If the GP was going to exit that company today, it’s going to be a challenge to exit at the current mark. A lot of this is stuff still sitting at old valuations or old marks. And buyers are asking for a pretty healthy discount in anything venture or growth-related unless the GP proactively marked something down. But you don’t see a whole lot of that.

We are generally seeing 30-35% discounts for the venture growth space. We’re starting to see better pricing than that so maybe 25% discounts.

I get asked all the time, should we just wait to do a transaction when the price will be better? The problem is the equilibrium is off. If pricing comes up to 15-20% discounts, there will be a flood of supply on the market that will prohibit the pricing from coming up to the 15-20% mark. There is so much potential supply relative to the amount of capital available for the opportunity.

On the more traditional LP Secondary private equity side, things were getting done at par but now everyone wants some kind of discount regardless of the valuation. Secondary funds need to tell their LPs they are getting a discount. GPs are doing GP-led transactions with their best assets, and they recognize it’s hard to get a transaction done and pass your LPs if you price at a double-digit discount. LPs are smart enough to know they can sell a buyout fund at 90% NAV so why would I sell into this CV at a 15-20% discount?

VC and growth equity fund managers are starting to get more sophisticated, but they are behind their buyout counterparts. The buyout market has been very active for secondaries for some time. VC and growth equity fund managers are coming up to speed. If we were to speak this time next year, they would be a lot more educated because of the lack of distributions and the difficult fundraising environment. We are already in the market now with several VC continuation funds and will continue to be active in the space.

If every buyer doubled their fund size overnight, we’d have a much more active market. I’d love to say the market will grow 50% this year. It’s not, but it could if the capital was available. I don’t think there is enough capital today.

RP: What do you recommend for fund managers looking to learn more about secondary solutions?

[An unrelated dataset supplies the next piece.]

Issue #7754, opened 2026-08-31
[Bug]: Builtin demo scripts incompetible with psychopy, can not run correctly.


suxpert:
### PsychoPy Version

TM: Education is critical. You roll back to 12-18 months ago, I couldn’t say this. But today, pretty much every GP will take a call with us to understand this market, understand what’s going on, and to listen to the market landscape and market terms. That’s vastly different than 12-18 months ago. Our recommendation is to understand this market and understand it’s another tool to include in your toolkit. It may not be the right tool for everyone, but it’s another path of liquidity.